▸ Supplied data

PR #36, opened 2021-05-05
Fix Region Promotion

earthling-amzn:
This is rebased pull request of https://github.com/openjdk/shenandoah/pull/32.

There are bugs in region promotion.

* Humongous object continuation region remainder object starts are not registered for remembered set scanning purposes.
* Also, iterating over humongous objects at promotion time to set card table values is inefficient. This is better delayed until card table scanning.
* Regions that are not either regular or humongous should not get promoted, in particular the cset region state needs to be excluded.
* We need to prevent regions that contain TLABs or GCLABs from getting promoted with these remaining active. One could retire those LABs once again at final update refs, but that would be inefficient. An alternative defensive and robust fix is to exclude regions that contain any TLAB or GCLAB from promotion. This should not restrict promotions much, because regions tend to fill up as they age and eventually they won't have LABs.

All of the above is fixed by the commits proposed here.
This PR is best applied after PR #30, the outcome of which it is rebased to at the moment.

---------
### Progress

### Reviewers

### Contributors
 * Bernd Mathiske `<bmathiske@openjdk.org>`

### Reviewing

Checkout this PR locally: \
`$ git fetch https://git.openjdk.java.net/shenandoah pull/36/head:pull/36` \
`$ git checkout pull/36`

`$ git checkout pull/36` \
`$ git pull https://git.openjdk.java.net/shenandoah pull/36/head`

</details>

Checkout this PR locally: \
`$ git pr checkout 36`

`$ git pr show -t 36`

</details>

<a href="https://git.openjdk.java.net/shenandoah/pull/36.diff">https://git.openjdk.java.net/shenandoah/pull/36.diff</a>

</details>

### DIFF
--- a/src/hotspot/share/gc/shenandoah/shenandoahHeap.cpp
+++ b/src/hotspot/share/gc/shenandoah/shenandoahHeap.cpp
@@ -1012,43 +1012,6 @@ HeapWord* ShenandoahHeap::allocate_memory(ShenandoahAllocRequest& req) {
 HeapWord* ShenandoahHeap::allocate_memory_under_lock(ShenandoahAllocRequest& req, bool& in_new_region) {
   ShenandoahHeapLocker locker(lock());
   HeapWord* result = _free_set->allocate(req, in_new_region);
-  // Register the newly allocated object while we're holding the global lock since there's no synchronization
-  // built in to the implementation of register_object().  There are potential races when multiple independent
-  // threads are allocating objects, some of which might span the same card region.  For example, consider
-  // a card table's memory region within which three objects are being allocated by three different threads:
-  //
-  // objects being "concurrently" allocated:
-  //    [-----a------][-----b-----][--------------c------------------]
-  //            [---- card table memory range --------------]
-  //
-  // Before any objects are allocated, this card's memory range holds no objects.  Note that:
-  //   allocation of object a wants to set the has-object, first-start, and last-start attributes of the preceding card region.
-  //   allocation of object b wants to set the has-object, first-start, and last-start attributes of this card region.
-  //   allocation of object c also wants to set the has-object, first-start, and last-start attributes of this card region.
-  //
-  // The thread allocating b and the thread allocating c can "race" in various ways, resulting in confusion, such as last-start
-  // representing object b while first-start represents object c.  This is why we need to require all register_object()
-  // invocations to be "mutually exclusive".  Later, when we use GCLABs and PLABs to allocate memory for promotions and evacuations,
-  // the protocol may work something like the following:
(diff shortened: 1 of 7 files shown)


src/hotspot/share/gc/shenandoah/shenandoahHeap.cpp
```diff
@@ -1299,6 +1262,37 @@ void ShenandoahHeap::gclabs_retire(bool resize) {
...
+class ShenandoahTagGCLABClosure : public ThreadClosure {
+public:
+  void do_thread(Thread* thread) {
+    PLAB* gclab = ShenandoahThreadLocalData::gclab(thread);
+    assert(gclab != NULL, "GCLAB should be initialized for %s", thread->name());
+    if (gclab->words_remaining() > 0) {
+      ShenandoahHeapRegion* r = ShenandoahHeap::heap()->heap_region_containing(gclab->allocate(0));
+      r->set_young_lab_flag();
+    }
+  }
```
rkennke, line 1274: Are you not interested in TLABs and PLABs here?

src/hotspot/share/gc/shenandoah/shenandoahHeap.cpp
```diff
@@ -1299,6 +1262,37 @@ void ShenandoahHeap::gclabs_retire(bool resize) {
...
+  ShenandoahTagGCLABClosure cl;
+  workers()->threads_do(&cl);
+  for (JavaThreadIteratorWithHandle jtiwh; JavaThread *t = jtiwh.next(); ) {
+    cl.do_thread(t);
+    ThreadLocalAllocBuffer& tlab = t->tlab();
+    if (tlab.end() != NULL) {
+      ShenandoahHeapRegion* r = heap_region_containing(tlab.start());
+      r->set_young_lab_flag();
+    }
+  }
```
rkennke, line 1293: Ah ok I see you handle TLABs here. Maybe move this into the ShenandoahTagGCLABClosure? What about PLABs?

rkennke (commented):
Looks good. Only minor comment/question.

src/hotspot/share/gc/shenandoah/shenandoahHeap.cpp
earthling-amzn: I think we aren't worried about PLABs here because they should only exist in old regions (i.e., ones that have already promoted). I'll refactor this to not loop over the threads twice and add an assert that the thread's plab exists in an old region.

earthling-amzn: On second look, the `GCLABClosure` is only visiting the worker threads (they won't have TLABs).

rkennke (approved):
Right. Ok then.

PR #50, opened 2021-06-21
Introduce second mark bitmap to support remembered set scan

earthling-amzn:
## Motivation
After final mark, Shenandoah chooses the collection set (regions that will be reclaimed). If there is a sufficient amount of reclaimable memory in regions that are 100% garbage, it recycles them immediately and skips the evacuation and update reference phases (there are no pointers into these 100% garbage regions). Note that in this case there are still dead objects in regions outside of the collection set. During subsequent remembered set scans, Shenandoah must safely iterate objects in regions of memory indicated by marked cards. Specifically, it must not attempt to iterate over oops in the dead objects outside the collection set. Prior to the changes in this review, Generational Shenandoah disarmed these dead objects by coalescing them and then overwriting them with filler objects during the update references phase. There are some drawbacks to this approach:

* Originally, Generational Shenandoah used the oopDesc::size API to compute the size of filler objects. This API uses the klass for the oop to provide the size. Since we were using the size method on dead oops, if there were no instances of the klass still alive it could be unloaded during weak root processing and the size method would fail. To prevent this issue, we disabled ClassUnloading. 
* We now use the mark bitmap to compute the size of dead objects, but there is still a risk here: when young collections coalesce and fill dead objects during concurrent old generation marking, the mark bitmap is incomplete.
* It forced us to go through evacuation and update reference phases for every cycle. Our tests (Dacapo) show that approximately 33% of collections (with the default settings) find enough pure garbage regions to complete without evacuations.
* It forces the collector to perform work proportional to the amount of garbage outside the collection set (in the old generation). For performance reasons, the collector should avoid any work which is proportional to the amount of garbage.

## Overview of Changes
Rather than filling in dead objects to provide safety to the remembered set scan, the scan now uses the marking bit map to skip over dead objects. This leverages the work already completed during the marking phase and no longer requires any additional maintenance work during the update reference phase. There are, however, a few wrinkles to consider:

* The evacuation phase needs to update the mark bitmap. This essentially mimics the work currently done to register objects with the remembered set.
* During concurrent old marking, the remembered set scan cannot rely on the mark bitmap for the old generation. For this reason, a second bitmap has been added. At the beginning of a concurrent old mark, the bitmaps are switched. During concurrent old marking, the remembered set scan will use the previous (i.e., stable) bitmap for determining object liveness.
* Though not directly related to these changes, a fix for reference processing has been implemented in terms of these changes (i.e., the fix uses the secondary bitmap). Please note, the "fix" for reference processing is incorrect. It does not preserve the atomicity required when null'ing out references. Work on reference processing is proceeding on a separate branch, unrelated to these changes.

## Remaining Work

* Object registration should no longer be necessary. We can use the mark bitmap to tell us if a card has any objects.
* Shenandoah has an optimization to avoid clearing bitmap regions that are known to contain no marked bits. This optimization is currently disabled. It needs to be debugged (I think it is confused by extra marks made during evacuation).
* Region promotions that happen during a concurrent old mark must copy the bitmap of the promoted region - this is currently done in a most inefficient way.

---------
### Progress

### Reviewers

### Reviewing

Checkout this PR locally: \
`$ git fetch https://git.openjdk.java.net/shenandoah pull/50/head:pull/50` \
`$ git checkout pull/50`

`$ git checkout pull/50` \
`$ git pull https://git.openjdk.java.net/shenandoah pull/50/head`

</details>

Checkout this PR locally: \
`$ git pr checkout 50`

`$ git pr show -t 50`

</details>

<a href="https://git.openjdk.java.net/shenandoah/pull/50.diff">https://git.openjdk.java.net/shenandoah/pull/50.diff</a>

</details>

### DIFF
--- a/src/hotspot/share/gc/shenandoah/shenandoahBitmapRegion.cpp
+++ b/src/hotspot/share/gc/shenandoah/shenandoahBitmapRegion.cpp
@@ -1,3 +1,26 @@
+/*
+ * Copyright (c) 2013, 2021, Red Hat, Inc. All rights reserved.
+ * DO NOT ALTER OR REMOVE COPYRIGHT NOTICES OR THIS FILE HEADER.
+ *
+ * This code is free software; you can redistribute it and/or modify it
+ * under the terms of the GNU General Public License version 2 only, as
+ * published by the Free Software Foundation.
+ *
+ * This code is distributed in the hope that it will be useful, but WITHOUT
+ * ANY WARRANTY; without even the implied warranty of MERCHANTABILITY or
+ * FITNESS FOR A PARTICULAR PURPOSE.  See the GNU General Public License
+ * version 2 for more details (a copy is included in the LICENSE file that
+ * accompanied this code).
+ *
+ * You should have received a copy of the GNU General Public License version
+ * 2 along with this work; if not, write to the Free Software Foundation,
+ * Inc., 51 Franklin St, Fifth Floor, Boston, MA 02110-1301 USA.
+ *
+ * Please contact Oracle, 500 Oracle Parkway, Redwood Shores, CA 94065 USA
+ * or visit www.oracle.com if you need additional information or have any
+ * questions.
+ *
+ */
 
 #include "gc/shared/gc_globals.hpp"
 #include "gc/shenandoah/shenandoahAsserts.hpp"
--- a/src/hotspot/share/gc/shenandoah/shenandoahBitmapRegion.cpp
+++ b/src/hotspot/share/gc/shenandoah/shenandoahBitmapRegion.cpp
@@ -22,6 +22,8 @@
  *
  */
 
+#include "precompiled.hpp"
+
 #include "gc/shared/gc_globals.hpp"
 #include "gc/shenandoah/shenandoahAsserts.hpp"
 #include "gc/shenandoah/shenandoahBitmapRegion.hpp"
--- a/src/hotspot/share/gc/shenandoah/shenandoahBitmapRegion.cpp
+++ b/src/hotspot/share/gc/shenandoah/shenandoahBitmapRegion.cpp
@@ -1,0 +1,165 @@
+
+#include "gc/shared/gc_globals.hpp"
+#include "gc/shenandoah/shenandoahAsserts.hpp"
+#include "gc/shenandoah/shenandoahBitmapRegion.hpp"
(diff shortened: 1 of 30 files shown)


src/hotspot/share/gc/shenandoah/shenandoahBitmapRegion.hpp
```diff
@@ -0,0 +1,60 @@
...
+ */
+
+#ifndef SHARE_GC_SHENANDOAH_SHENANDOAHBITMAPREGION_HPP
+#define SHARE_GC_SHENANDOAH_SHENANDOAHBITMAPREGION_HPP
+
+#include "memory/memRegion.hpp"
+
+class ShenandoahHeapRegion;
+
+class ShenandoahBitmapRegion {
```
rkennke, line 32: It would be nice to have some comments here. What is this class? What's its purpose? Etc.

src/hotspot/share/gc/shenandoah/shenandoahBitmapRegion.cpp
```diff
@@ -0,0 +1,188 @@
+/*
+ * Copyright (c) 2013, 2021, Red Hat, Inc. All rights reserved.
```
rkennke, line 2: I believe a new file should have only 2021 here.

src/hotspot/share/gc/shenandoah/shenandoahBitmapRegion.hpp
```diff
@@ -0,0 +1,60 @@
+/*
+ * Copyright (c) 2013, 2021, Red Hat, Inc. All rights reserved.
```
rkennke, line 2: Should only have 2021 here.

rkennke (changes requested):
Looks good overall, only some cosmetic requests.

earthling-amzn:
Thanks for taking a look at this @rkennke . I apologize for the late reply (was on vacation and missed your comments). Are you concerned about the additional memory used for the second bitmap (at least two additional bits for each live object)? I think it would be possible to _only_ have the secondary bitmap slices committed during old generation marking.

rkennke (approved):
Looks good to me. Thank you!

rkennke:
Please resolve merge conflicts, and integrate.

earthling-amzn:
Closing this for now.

▸ Requirement
Among the entries above, find every line holding "being" and copy it.

▸ Exercise output
-  // a card table's memory region within which three objects are being allocated by three different threads:
-  // objects being "concurrently" allocated:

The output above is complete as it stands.